What my SS has been doing is this:

He'll call on Thursday night or Friday afternoon and tell DH that he's not coming over, that he's going out with his friends. Then, he'll call (or mostly, have his mother call-he hates to have to deal with anything) later on and say that he'll come over on Saturday instead. He lives 1 hr East of us. We have to drive 30 minutes East to pick him up.

He plays sports, and also ends up having games on a lot of the weekends too, which also throws a wrench into things. We end up having to plan things around him quite often.

This weekend, we had made plans to go about 1.5 hrs North for a family event. DH spoke to him yesterday and he told DH that he didn't want to go. DH said this time, no choice, this is a family outing and you do this for your family, not me. It's about someone else, not you. He called DH this afternoon, and said that he wasn't coming tonight, he was going out with friends. Then, had his mother call back and leave a message that he'll meet us in the AM to go North. Logistically, it's a nightmare. We would have to drive 45 mins out of our way to get him and then go North from there. So, DH is very upset at this point. I tried to calm him down, but he's just very hurt, and disgusted that his son is being so selfish.

On one hand, if he doesn't want to come, then we can just let it go, but on the other, since other family members are involved and would be hurt if he didn't go this weekend, we're upset that he'd be so thoughtless.

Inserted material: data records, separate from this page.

PR #7075, opened 2020-12-17
Improve CLEAR_MODES docs

ivanpopelyshev:
As discussed with @SukantPal , I have to clarify this once more.

Most people that write filters dont know about clamping and other tricks that are needed in case we use pow2 temporary renderTextures. Even our `BlurFilter` is affected, @GoodBoyDigital wrote this version for v5 :)

For them, we distinguish two clearing modes - one `CLEAR` that clears everything, and second `BLIT` that just overwrites new content over texture, and leaves right and bottom zone as it was.

### DIFF
--- a/packages/core/src/filters/FilterSystem.ts
+++ b/packages/core/src/filters/FilterSystem.ts
@@ -4,7 +4,7 @@ import { Quad } from '../utils/Quad';
 import { QuadUv } from '../utils/QuadUv';
 import { Rectangle, Matrix } from '@pixi/math';
 import { UniformGroup } from '../shader/UniformGroup';
-import { DRAW_MODES, CLEAR_MODES, BLEND_MODES } from '@pixi/constants';
+import { DRAW_MODES, CLEAR_MODES } from '@pixi/constants';
 import { FilterState } from './FilterState';
 
 import type { Filter } from './Filter';
@@ -344,7 +344,7 @@ export class FilterSystem extends System
             renderTextureSystem.bind(filterTexture);
         }
 
-        const autoClear = stateSystem.blendMode !== BLEND_MODES.NONE || this.forceClear;
+        const autoClear = (stateSystem.stateId & 1) || this.forceClear;
 
         if (clearMode === CLEAR_MODES.CLEAR
             || (clearMode === CLEAR_MODES.BLIT && autoClear))
@@ -365,6 +365,7 @@ export class FilterSystem extends System
     {
         const renderer = this.renderer;
 
+        renderer.state.set(filter.state);
         this.bindAndClear(output, clearMode);
 
         // set the uniforms..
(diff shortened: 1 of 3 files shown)


SukantPal:
@ivanpopelyshev BLIT mode doesn't not clear only the filtering area on the texture right now. If that was the intended purpose, we need to fix it.

bigtimebuddy:
I find this doc change not particularly useful or legible. This need some editing for clarity.

SukantPal (approved):
Hey @bigtimebuddy, I had a chat with @ivanpopelyshev and we cleared up (get it?) what `CLEAR_MODES.BLIT` should be doing. It basically skips clearing the filter texture if the filter has `state.blend = false` - as that will overwrite pixels anyway. Setting `forceClear` on the `FilterSystem` will make this mode clear regardless of the blend mode. That flag may be used in the future to force clearing on devices where that operation makes things faster.

SukantPal (approved):
Hey @bigtimebuddy, I had a chat with @ivanpopelyshev and we cleared up (get it?) what `CLEAR_MODES.BLIT` should be doing. It basically skips clearing the filter texture if the filter uses `BLEND_MODES.NONE` - as that will overwrite pixels anyway. Setting `forceClear` on the `FilterSystem` will make this mode clear regardless of the blend mode. That flag may be used in the future to force clearing on devices where that operation makes things faster.

packages/core/src/filters/FilterSystem.ts
```diff
@@ -319,27 +319,35 @@ export class FilterSystem extends System
...
             destinationFrame.height = filterTexture.filterFrame.height;
 
-            this.renderer.renderTexture.bind(filterTexture, filterTexture.filterFrame, destinationFrame);
+            renderTextureSystem.bind(filterTexture, filterTexture.filterFrame, destinationFrame);
         }
         else
         {
-            this.renderer.renderTexture.bind(filterTexture);
+            renderTextureSystem.bind(filterTexture);
         }
```
GoodBoyDigital, line 346: heya! would be great to comment this line, as its hard to tell whats going on 🥇

bigtimebuddy: This line:
```js
const autoClear = (stateSystem.stateId & 1) || this.forceClear;
```

GoodBoyDigital (approved):
lgtm 👍

packages/core/src/filters/FilterSystem.ts
SukantPal: I'll add a comment when the workday is over (be patient, don't merge this until I do pls even tho it has 2 approvals)

bigtimebuddy: Roger that!

bigtimebuddy (approved):

bigtimebuddy:
Thank you @SukantPal and @ivanpopelyshev for making this better.

PR #563, opened 2022-04-08
[OSPK8-430]Update kubevirt api and VMset disk restructure

stuggi:
- Update to use kubevirt api v0.51.0 and cdi api v1.42.0

- [OSPK8-430] Allow adding additional disks to a vm role
    Restructures disk specification for vmset/ctlplane VM roles.
    Adds OpenStackVMSetDisk type which describes any disk
    configured for the VM.
    Root of vmset now has RootDisk of type OpenStackVMSetDisk
    and AdditionalDisks of type []OpenStackVMSetDisk.
    OpenStackVMSetDisk with the parameters:
        - Name
        - DiskSize
        - StorageClass
        - StorageAccessMode
        - StorageVolumeMode
        - DedicatedIOThread

    Also adds IOThreadsPolicy and BlockMultiQueue to the root vmset spec:

    * DedicatedIOThread - Disks with dedicatedIOThread set to true will be
    allocated an exclusive thread. This is generally useful if a specific
    Disk is expected to have heavy I/O traffic, e.g. a database spindle.

    * If IOThreadsPolicy is default, use of IOThreads will be disabled. However,
    if any disk requests a dedicated IOThread, ioThreadsPolicy will be enabled
    and default to shared.
    When ioThreadsPolicy is set to auto IOThreads will also be "isolated" from
    the vCPUs and placed on the same physical CPU as the QEMU emulator thread.
    An ioThreadsPolicy of shared indicates that KubeVirt should use one thread
    that will be shared by all disk devices.

    * Block Multi-Queue is a framework for the Linux block layer that maps Device
    I/O queries to multiple queues.
    This splits I/O processing up across multiple threads, and therefor multiple
    CPUs. libvirt recommends that the number of queues used should match the
    number of CPUs allocated for optimal performance.

- [OSPK8-430] Disk validations via webhooks
    On CR create:
    * additional disks in a vm role
        - validate Disk Name is not 'rootdisk' as this is reserved for the boot disk
        - validate that disk name is uniq within the VM role
    
    On CR update:
    * rootdisk
        - validate DiskSize don't change
        - validate StorageAccessMode don't change
        - validate StorageClass don't change
        - validate StorageVolumeMode don't change
    
    * additional disks in a vm role
        - all check same update checks of the rootdisk
        - validate Disk Name is not 'rootdisk' as this is reserved for the boot disk
        - validate that disk name is uniq within the VM role


stuggi:
close in favor of https://github.com/openstack-k8s-operators/osp-director-operator/pull/569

This is a fairly delicate situation, and my SS is not a good communicator of his feelings. He stuffs things in and clams up. That's also of great concern to us. If we accomodate him and pick him up in the AM are we sending the wrong message that if you're a brat, you get your way? Or, should we just go without him, and hope that he realizes that the earth doesn't rotate around him? What is the right thing to do?